Web and Mobile Dashboards
The ARO system is accessible anytime, anywhere, through a Web or mobile app dashboard. It provides a role-based interface that is customized according to the role. For example, managers are shown only the most essential information, while engineers and analysts get highly interactive charts and rich analysis tools.
Benefits
The benefits were evident soon after installation. C&W Services was able to catch a defect in an AHU that showed high vibration harmonics. An investigation determined looseness in the belts and shaft misalignment. The AHU was shut down and repaired without any unplanned downtime at a much lower cost than if it had failed.
On another AHU, the weekly vibration level was trending up, but when looking at real-time data in parallel with operational data, it was evident the cycling was due to normal workweek variations. C&W Services would not have been able to discover this with periodic readings, nor would it be able to derive a deeper understanding of asset operation cycles and the impact on maintenance.
By implementing wireless PdM on the pharmaceutical company’s critical equipment, C&W Services was able to achieve the goals of increased reliability, reduced failures and ensuring personnel safety. Its team was better equipped to catch defects with real-time, actionable intelligence. This resulted in a substantial cost reduction associated with unnecessary reactive maintenance.

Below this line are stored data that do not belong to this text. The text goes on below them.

PR #9, opened 2020-10-20
Add GPUID Exclude Chars Snippet

eihabi:
This PR adds the GPUID Exclude Chars snippet to the library. It also [fixes an issue](https://github.com/gravitywiz/snippet-library/commit/d3b7cdc8bdd87b04b9944c8896c101bf3f856cb7) with generated GPUIDs.

`array_diff()` doesn't reset array keys, which caused the random replace loop to fail sometimes and end up replacing an excluded character with a `null` causing the UID to be shorter than the specified length.

The fix uses `array_values()` to copy the generated array, ensuring that keys will be sequential.

### DIFF
--- a/gravity-forms/gw-unique-id-exclude-characters.php
+++ b/gravity-forms/gw-unique-id-exclude-characters.php
@@ -1,0 +1,84 @@
+<?php
+/**
+* Gravity Wiz // Exclude characters from GPUID
+*
+* Allows you to exclude characters from unique IDs generated using GPUID.
+*
+* @version   1.1
+* @author    Eihab Ibrahim <eihab@gravitywiz.com>
+* @license   GPL-2.0+
+* @link      http://gravitywiz.com/calculate-number-of-days-between-two-dates/
+* @copyright 2020 Gravity Wiz
+*/
+class GWExcludeUIDChars {
+	/**
+	 * GWExcludeUIDChars Constructor
+	 *
+	 * Expects an $args named array with the following keys=>values:
+	 * 'form_id':  ID of the GF form to perform replacements in
+	 * 'field_id': GPUID Input ID
+	 * 'exclude':  String containing characters to exclude
+	 * 'sitewide': [optional] Boolean, set to true to apply to all GPUIDs
+	 *
+	 * Example usage in functions.php:
+	 * new GWExcludeUIDChars( array(
+	 *     'form_id'  => 11,
+	 *     'field_id' => 1,
+	 *     'exclude'  => 'li0o'
+	 * ) );
+	 */
+	public function __construct( $args ) {
+		extract( wp_parse_args( $args, array(
+			'form_id'  => false,
+			'field_id' => false,
+			'exclude'  => false,
+			'sitewide' => false,
+		) ) );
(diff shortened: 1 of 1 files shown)


gravity-forms/gw-unique-id-exclude-characters.php
```diff
@@ -0,0 +1,83 @@
...
+	 *
+	 * Example usage in functions.php:
+	 * new GWExcludeUIDChars( array(
+	 *     'form_id'  => 11,
+	 *     'field_id' => 1,
+	 *     'exclude'  => 'li0o'
+	 * ) );
+	 */
+	public function __construct( $args ) {
+		extract( wp_parse_args( $args, array(
```
claygriffiths, line 31: One handy note regarding [`extract()`](https://www.php.net/manual/en/function.extract.php), if you use a PHP DocBlock with `@var`'s, PhpStorm will provide autocomplete and all of its goodness.

gravity-forms/gw-unique-id-exclude-characters.php
```diff
@@ -0,0 +1,83 @@
...
+			'form_id'  => false,
+			'field_id' => false,
+			'exclude'  => false,
+			'sitewide' => false,
+		) ) );
+		if ( ! $form_id || ! $field_id || ! $exclude ) {
+			if ( ! $sitewide || ! $exclude ) {
```
claygriffiths, line 38: Can this nested conditional be DRYed up any? `$exclude` appears to be repeated.

gravity-forms/gw-unique-id-exclude-characters.php
```diff
@@ -0,0 +1,83 @@
...
+		$this->form_id  = $form_id;
+		$this->field_id = $field_id;
+		$this->sitewide = $sitewide;
+		$this->exclude  = str_split( $exclude );
+
+		add_filter( 'gpui_unique_id', array( &$this, 'exclude_action' ), 10, 3 );
+	}
+
+	public function exclude_action( $unique, $form_id, $field_id ) {
+		if ( ! $this->sitewide && ( intval( $form_id ) !== $this->form_id || intval( $field_id ) !== $this->field_id ) ) {
```
claygriffiths, line 51: Methods like `should_run_action` (or similar) can be helpful in conditionals like these.

claygriffiths (approved):
Overall, LGTM! Just a few minor notes from me.

gravity-forms/gw-unique-id-exclude-characters.php
eihabi: Handy! I'll add it in future snippets/updates 👍

gravity-forms/gw-unique-id-exclude-characters.php
eihabi: The intention here was to allow for site-wide application or a form/field specific targeting. The second `$exclude` check is required just in case the first conditional fails on missing `$form_id` or `$field_id`.

gravity-forms/gw-unique-id-exclude-characters.php
eihabi: Noted! 👍

PR #13, opened 2020-11-20
Added support to set WooCommerce Coupons start date

sbassah:
This is a PR adding support to set a start date for Woocommerce Coupons. WooCommerce Coupons don't have a field or attribute to set the start date, so the start date value passed is assigned to the post_date variable. This means that, if the date is in the future it will schedule the coupon post but if it's in the past or it's the current date it will publish the coupon.

The start_date parameter is expected to be an element within the meta array and in this format; '2020-12-11'. If no start_date value is passed, the current date is used.

### DIFF
--- a/gravity-forms/gw-create-coupon.php
+++ b/gravity-forms/gw-create-coupon.php
@@ -185,7 +185,7 @@ class GW_Create_Coupon {
             $start_date = date('Y-m-d H:i:s');
         }
 
-        // WooCommerce coupon uses the Post Title as the coupon code hence $coupon_code is assiged to Post Title and $coupon_name is assigned to the Post Content
+        // WooCommerce coupon uses the Post Title as the coupon code hence $coupon_code is assigned to Post Title and $coupon_name is assigned to the Post Content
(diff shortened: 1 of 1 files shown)


spivurno:
@sbassah Great start!

1. Did you pull the latest before making your changes? I'm seeing a merge conflict and I'm wondering if you started with an outdated version of the snippet?
2. That tabbing looks little wonky. Do you have your PhpStorm code style setup to use WordPress? Here is [how mine is configured](https://gwiz.io/334SH1h).
3. ```$start_date = $this->_args['meta']['start_date'];``` 

    This will generate a notice if the `start_date` key is not set. I'd recommend using rgar() here which is a Gravity Forms helper function for checking for a value in an array that might not exist.

    ```$start_date = rgar( $this->_args['meta'], 'start_date' );```

sbassah:
I remember using git pull to get the latest version, but it looks like I didn't do it well. Sorry about that. I'm closing this PR and I will open a new one with the changes requested. Thanks

PR #14, opened 2020-11-21
Added Support to Set WooCommerce Coupon Start Date

sbassah:
**Initial Comment from first PR**
This is a PR adding support to set a start date for Woocommerce Coupons. WooCommerce Coupons don't have a field or attribute to set the start date, so the start date value passed is assigned to the post_date variable. This means that, if the date is in the future it will schedule the coupon post but if it's in the past or it's the current date it will publish the coupon.

The start_date parameter is expected to be an element within the meta array and in this format; '2020-12-11'. If no start_date value is passed, the current date is used.

Update
@spivurno I've made changes per your feedback in the first PR. Thanks


spivurno (approved):
Approved!

sbassah:
Thanks, David

PR #15, opened 2020-11-25
Added plugin header to gpld-exclude-blocked-dates-from-modifiers.php

scyt:
This PR adds a plugin header for gpld-exclude-blocked-dates-from-modifiers.php


spivurno (approved):
Approved with one change. Can you update the Plugin URI to the GP Limit Dates documentation?

PR #16, opened 2020-12-01
Converts gw-form-list-active-by-default.php to a plugin

scyt:
This PR converts the Form List Active by Default snippet to a plugin since it doesn't require any configuration.


spivurno (approved):
Looks good!

PR #510, opened 2022-09-07
Fixed issue where child entry changes did not trigger a GPPA refresh when traversing AJAX-enabled forms.

spivurno:
## Context

⛑️ Ticket(s): https://secure.helpscout.net/conversation/1995729085/38292/

## Summary

Customer was experiencing an issue populating child entry data into the parent form when traversing a multi-page AJAX form with conditional logic enabled. I was able to reproduce the same issue when an AJAX-enabled form was reloaded with a validation error.

The root issue is that the "gpnf_session_initialized" action that this snippet relies on is not triggered for subsequent loads of an AJAX-enabled form. I've updated the code to check if the session has already been initialized and if so to setup the Parent Entry ID field to trigger change events per usual.


claygriffiths (approved):
Nice work!

PR #511, opened 2022-09-08
Update gpnf-add-child-entry-total-in-entry-list.php

dariospace:
## Context
added instruction video


scyt (changes requested):
Video is good, but needs to be redone with only the window captured.

dariospace:
@scyt new video added, it should match the guidelines.

scyt (approved):

PR #521, opened 2022-09-13
`gppa-populate-checkboxes-as-choices.php`: Added Instruction Video and Updated Snippet Header.

levisimon:
## Summary
`gppa-populate-checkboxes-as-choices.php`: Added Instruction Video and Updated Snippet Header.

### DIFF
--- a/gp-populate-anything/gppa-populate-checkboxes-as-choices.php
+++ b/gp-populate-anything/gppa-populate-checkboxes-as-choices.php
@@ -1,21 +1,27 @@
 <?php
 /**
- * See https://gravitywiz.com/documentation/how-do-i-install-a-snippet/ for details on how to install snippets like these.
+ * Gravity Perks // Populate Anything // Use Checkbox Field as Choices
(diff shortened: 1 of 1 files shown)


scyt (changes requested):
I think the best demo for this is to populate into a Radio Buttons or a Drop Down field. Populating into a checkbox works, but in my experience most users are populating into another choice type.

I'm also curious about changing FORMID and FIELDID to 123 and 4. Tagging @spivurno for his input there.

spivurno:
Using "123" and "4" for form ID and field ID is our current practice. All good there!

spivurno (approved):

dariospace:
@scyt should we approve this one? I'm not sure what would be the next step in the Workflow

scyt:
@dariospace Could you record a new version where you populate into a Radio Buttons field? That better matches the use case of this snippet.

Also, make sure to use the new template for the commit message. You'll also need to edit the PR name.

PR #524, opened 2022-09-19
Added support for using "weekday" and "weekdays" keyword in modifier.

spivurno:
## Context

⛑️ Ticket(s): https://secure.helpscout.net/conversation/2010411216/38704?folderId=14965

## Summary

Customer desired to modify a user-entered date by a given number of weekdays and display that date immediately. The Populate Dates snippet supports modifying dates "live"; however, it previously did not support the "weekday" keyword.

Example configuration:

```
new GW_Populate_Date( array(
	'form_id'         => 123,
	'source_field_id' => 4,
	'target_field_id' => 5,
	'modifier'        => '+7 weekdays',
) );
```

## Todos

- [ ] Update article.

### DIFF
--- a/gravity-forms/gw-populate-date.php
+++ b/gravity-forms/gw-populate-date.php
@@ -1115,7 +1115,7 @@ class GW_Populate_Date {
 											break;
 										case 'weekday':
 										case 'weekdays':
-											// todo
+											this.rwd += amount;
 											break;
 									}
 								}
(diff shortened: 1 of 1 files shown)


gravity-forms/gw-populate-date.php
```diff
@@ -1418,6 +1420,18 @@ function processTzCorrection(tzOffset, oldValue) {
 								result.setFullYear(this.y, this.m, this.d);
 								result.setHours(this.h, this.i, this.s, this.f);
 
+								if ( this.rwd ) {
+									var mod = this.rwd < 0 ? -1 : 1;
```
claygriffiths, line 1424: What does the `r` in this stand for?

Also, what is this line doing specifically?

claygriffiths (commented):
Good stuff! Takes reading through a couple of times to figure out what's going on, but I think that may be the nature of the DateTime beast.

claygriffiths (approved):

gravity-forms/gw-populate-date.php
spivurno: Haha, I have no idea. Just followed suit with the naming pattern of all the other variables of this type.

I added a comment to provide some clarity. Essentially, we need to add or subtract a day for each weekday allowance specified in the `this.rwd` variable. We know it should subtract if `this.rwd` is a negative number. Below, this `mod` variable is used to automatically handle whether a day is added or subtracted.

claygriffiths: Nice, thank ya!

PR #530, opened 2022-09-22
Added snippet to Default Check First Radio Button having Randomized Choices

saifsultanc:
## Context

⛑️ Ticket(s): https://secure.helpscout.net/conversation/2010508229/38708/#thread-5970679827

## Summary

Functionality for Radio Button populated with GPPA and having 'Randomize Choice Order' (GP Randomizer) to have the first choice as the default selection.

### DIFF
--- a/gp-populate-anything/gppa-select-first-random-choice-on-radio.js
+++ b/gp-populate-anything/gppa-select-first-random-choice-on-radio.js
@@ -1,0 +1,11 @@
+/**
+ * Gravity Perks // Populate Anything // Default the First Populated Choice for Radio having choices populated with GPPA
+ * https://gravitywiz.com/documentation/gravity-forms-populate-anything/
+ *
+ * 1. Install this snippet with our free Custom JavaScript plugin.
+ *    https://gravitywiz.com/gravity-forms-custom-javascript/
+ */
+
+// Update field ID to match your Radio Button.
+var fieldID = 4; 
+$('input:radio[name=input_' + fieldID + ']')[0].checked = true;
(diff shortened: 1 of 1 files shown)


spivurno (changes requested):
One thing I just thought of is the need to make sure we're targeting this input in a way that is form specific. Thoughts on using the `id` attribute instead of the name and then using the `GFFORMID` "constant" provided by our Custom Javascript plugin?

Another consideration is simplifying the actual code by allowing the field ID to be replaced directly in the snippet rather than creating a field ID. If this were a more complex snippet I think a separate variable would add clarity so don't consider this a hard rule. 😄

Untested Example:

```js
// Update "4" to the the ID of your Radio Button field.
$( '#input_GFFORMID_4' )[0].checked = true;
```

saifsultanc:
> One thing I just thought of is the need to make sure we're targeting this input in a way that is form specific. Thoughts on using the `id` attribute instead of the name and then using the `GFFORMID` "constant" provided by our Custom Javascript plugin?
> 
> Another consideration is simplifying the actual code by allowing the field ID to be replaced directly in the snippet rather than creating a field ID. If this were a more complex snippet I think a separate variable would add clarity so don't consider this a hard rule. 😄
> 
> Untested Example:
> 
> ```js
> // Update "4" to the the ID of your Radio Button field.
> $( '#input_GFFORMID_4' )[0].checked = true;
> ```

@spivurno From what I understand, with the `id` attribute, we will have to use _attribute starts with selector_, because each radio button ID is concatenated with a `$choice_id` counter (L248 on class-gf-field-radio). I just tested it, and this should be it:

```
// Update "4" to the the ID of your Radio Button field.
$( 'input[id^=choice_' + GFFORMID + '_4_' )[0].checked = true;
```

Lmk, if I should push this update?

spivurno:
Since the randomization is happening on the query level, the first choice rendered would always be `choice_FORMID_FIELDID_0` but doing it with the attribute starts selector would make this compatible with GP Randomizer out of the box, so let's roll with it!

spivurno (approved):

PR #531, opened 2022-09-23
Disable selected dropdown choice in other dropdown

sbassah:
I had this old JS snippet in my Gist, so I wanted to move it to the experimental folder to make it easily accessible. Its functionality is to disable selected dropdown choices in other dropdown fields that have the same set of choices.


spivurno (approved):
Awesome, man!

I applied some formatting and renamed. ✅

PR #532, opened 2022-09-23
Updated "Require Unique Values for Different Fields" snippet with case sensitive option

saifsultanc:
## Context

⛑️ Ticket(s): https://secure.helpscout.net/conversation/2015924398/38889?folderId=3808239

## Summary

[Gravity Forms: Require Unique Values for Different Fields](https://gravitywiz.com/gravity-forms-require-unique-values-for-different-fields/#download-snippet) makes the case-insensitive comparison. This update adds the case-sensitive argument, with its default as false.

### DIFF
--- a/gravity-forms/gw-require-unique-values.php
+++ b/gravity-forms/gw-require-unique-values.php
@@ -132,9 +132,7 @@ class GW_Require_Unique_Values {
 	public function get_value_hash( $value ) {
 
 		if ( ! $this->_args['case_sensitive'] ) {
-			foreach( $value as &$v ) {
-				$v = strtolower( $v );
-			}
+			$value = array_map( 'strtolower', $value );
 		}
 
 		// Replace values like "1.1" with "x.1" to make it generic for comparison.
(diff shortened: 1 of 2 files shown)


gravity-forms/gw-require-unique-values.php
```diff
@@ -130,6 +131,12 @@ public function get_filtered_value( $field ) {
 
 	public function get_value_hash( $value ) {
 
+		if ( ! $this->_args['case_sensitive'] ) {
+			foreach( $value as &$v ) {
+				$v = strtolower( $v );
+			}
```
claygriffiths, line 137: FWIW, this can be simplified using `array_map`:

```suggestion
			$value = array_map( 'strtolower', $value );
```

claygriffiths (approved):
Nice work! Just one small comment, you can take it or leave it. 

The `foreach` allows for more conditionals in the future, like ensuring `$v` is a string prior to running `strtolower` on it.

Another huge value driver was the ease of installation and implementation. According to David Auton, senior director of reliability engineering at C&W Services, “Any facility operator can easily deploy PdM, use it effectively, conduct waveform and data analysis, and derive meaningful insights without any formal training.”
Conclusion
The AI-based predictive maintenance implementation helped C&W Services streamline data collection, improve uptime and reduce maintenance costs for a very important pharmaceutical client.
Predictive maintenance is currently one of the biggest uses for IIoT. With advances in wireless connectivity, cloud computing and artificial intelligence, along with lower sensor costs, there is a shift toward wireless condition monitoring. Facility managers have used traditional condition monitoring for decades, but are starting to recognize the benefits of applying wireless technology to bring more value to their clients.